Friday, October 17, 2008

Debate Revelations

I listened Wednesday night to the final debate between Barack Obama and John McCain. I won't presume to say who won. I wasn't on the debate team in school, and I've never studied how debates are supposed to be judged. What objective standards are we supposed to use to score debates?

However, my subjective impression of the third debate, as it has been of the two previous ones, is that Obama came across as much more presidential in his nuanced understanding of the world, his unflappably calm and self-assured temperament, his pragmatism, his earnestness, and his charismatic vitality. By contrast, McCain came across as doddering, desperate, dismissive, sarcastic, nervous, awkward, overly ideological, and vapid.

I suspect that a growing majority of the American public perceive the two candidates largely the same way and that this, more than philosophical or policy differences, is what's giving Obama his daunting lead in the polls. It's not so much that we think Obama has the better preconceived plans for improving the economy and confronting the innumerable other challenges that face our nation as it is that we believe Obama has the superior intellectual and emotional resources to handle the rigors of the job and solve formidable problems as they arise.

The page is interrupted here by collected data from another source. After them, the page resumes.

PR #234, opened 2020-09-15
Make watchtower can be placed behind Solid.

DemoJameson:
In the vanilla, placing watchtower behind `Solid` would crash the game on `TalkComponentUI.awake()`.

	System.NullReferenceException: 未将对象引用设置到对象的实例。
	   在 Celeste.TalkComponent.TalkComponentUI.Awake(Scene scene)

```csharp
// Lookout
public override void Update() {
	...
	if (talk != null && CollideCheck<Solid>()) {
		Remove(talk);
		talk = null;
	}
    // after patch
	if (false && CollideCheck<Solid>()) {
		Remove(talk);
		talk = null;
	}
}
```

```csharp
// TalkComponentUI
public override void Awake(Scene scene) {
	base.Awake(scene);
	if (Scene.CollideCheck<FakeWall>(Handler.Entity.Position)) {  // <-- Handler.Entity == talk.Entity == null
		alpha = 0f;
	}
}
```

### DIFF
--- a/Celeste.Mod.mm/MonoModRules.cs
+++ b/Celeste.Mod.mm/MonoModRules.cs
@@ -313,6 +313,12 @@ namespace MonoMod {
     [MonoModCustomMethodAttribute("PatchOuiChapterPanelRender")]
     class PatchOuiChapterPanelRenderAttribute : Attribute { };
 
+    /// <summary>
+    /// Don't remove TalkComponent even watchtower collide solid, so that watchtower can be hidden behind Solid.
+    /// </summary>
+    [MonoModCustomMethodAttribute("PatchLookoutUpdate")]
+    class PatchLookoutUpdateAttribute : Attribute { };
+
     static class MonoModRules {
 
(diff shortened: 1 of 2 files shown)


maddie480:
It looks like the intent behind the code that is getting removed here is to hide the bubble if the watchtower is inside a solid (for example, an exit block that solidified). Wouldn't patching that out make the talk component appear no matter if the watchtower is in a solid or not?

DemoJameson:
The bubble will always be there, but since `Solid` defaults to a smaller `Depth` value than `Lookout`, the bubble can be hidden, with a few exceptions like `MoveBlock`

maddie480:
I will test it out to be sure, but since the speech bubble is UI, I think it is on a different layer and that it will render on top of "gameplay" without caring about depth. That depth means that the watchtower itself will be behind most solids though.

DemoJameson:
You are right, so we need to hide watchtower's talk UI when it collides with solid.

PR #237, opened 2020-09-22
Destroy static movers on disabled GoldenBlocks

### LINKED ISSUE #236: Spikes don't properly attach to GoldenBlocks
When spikes, or anything is placed on GoldenBlocks, they don't disappear if the player doesn't have a Golden Berry.
Screenshot 2020-09-16 204441
Screenshot 2020-09-16 204446

coloursofnoise:
Also disable them while the block lerps in, then re-enable them.

Closes #236


Celeste.Mod.mm/MonoModRules.cs
```diff
@@ -2534,6 +2540,30 @@ bgt.un.s	ldloca.s
             }
         }
 
+        public static void PatchGoldenBlockStaticMovers(MethodDefinition method, CustomAttribute attrib) {
+            if (!method.HasBody)
+                return;
+
+            MethodDefinition m_Platform_DisableStaticMovers = MonoModRule.Modder.Module.GetType("Celeste.Platform").FindMethod($"System.Void DisableStaticMovers()");
+            MethodDefinition m_Platform_DestroyStaticMovers = MonoModRule.Modder.Module.GetType("Celeste.Platform").FindMethod($"System.Void DestroyStaticMovers()");
```
0x0ade: No need for `$"` here, a simple `"` should be enough.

I suspect that this is to what "we the people" are always paying the most attention. Yes, we listen to the candidates discuss and debate their political and economic philosophies and policies, but what we really want to know is who can step into the Oval Office and on to the world stage and best accomplish what a president of the world's most powerful nation needs to for the sake of the nation and the world. And political ideologies and policy proposals are far less predictive of this than are the elusive constellation of qualities that Barack Obama appears to have in abundance and John McCain does not.